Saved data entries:
Issue #1970, opened 2023-10-21
Medium term strategy for Target Framework Monikers


bartelink:
**Atm Serilog 3.X targets `net462;net471;netstandard2.1;netstandard2.0;net5.0;net6.0;net7.0` and will continue to do so.**

This was arrived at organically. Going forward, the TL;DR of the policy of what to target is:
- we support `net462`, `net471` and `netstandard2.0` where possible.
- Where there are compelling features that dictate targeting newer TFMs, we favor the lowest even numbered TFM >= `net6.0`.
- Odd-numbered target frameworks get trimmed on major version releases (`netstandard2.1` and `net5.0` included).

**This implies that Serilog 4.X will likely target the following TFMs: `net462;net471;netstandard2.0;net6.0`.**

----

## Reasoning

This issue replaces #1966 and comment threads such as https://github.com/serilog/serilog-sinks-console/pull/145#issuecomment-1709862581.

There's been [requests to support `net8.0` etc, inferring based on the above broad range](https://github.com/serilog/serilog-sinks-console/pull/145#issuecomment-1709862581). If we have a clear strategy in the core package and repo, the other sinks can follow. [Longer version] 

## Production assemblies

For _production_ assemblies, the following rules apply for picking TFMs, the following rules should apply:

- In general, if `netstandard2.0` is insufficient, we target the lowest even numbered `netX.0` TFM that will work. i.e. a light sink would target `net6.0` (as opposed to targeting `net12.0` just because it's there)
- non-LTS TFMs should not be targeted unless there's a reason:
  - e.g. if .NET 9.0 adds a new API that lets us do something significantly faster etc
- on a major version bump, we trim outdated non-LTS targets (e.g. if `net10.0` is out, we remove `net7.0` and/or `net9.0` targeting
- net462, net471 and netstandard <= 2.0 won't be aggressively trimmed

(ASSIGNMENT)
Only lines holding the string "major" are wanted; gather each one from the entries above.

(RESPONSE TO THE TASK)
- Odd-numbered target frameworks get trimmed on major version releases (`netstandard2.1` and `net5.0` included).
- on a major version bump, we trim outdated non-LTS targets (e.g. if `net10.0` is out, we remove `net7.0` and/or `net9.0` targeting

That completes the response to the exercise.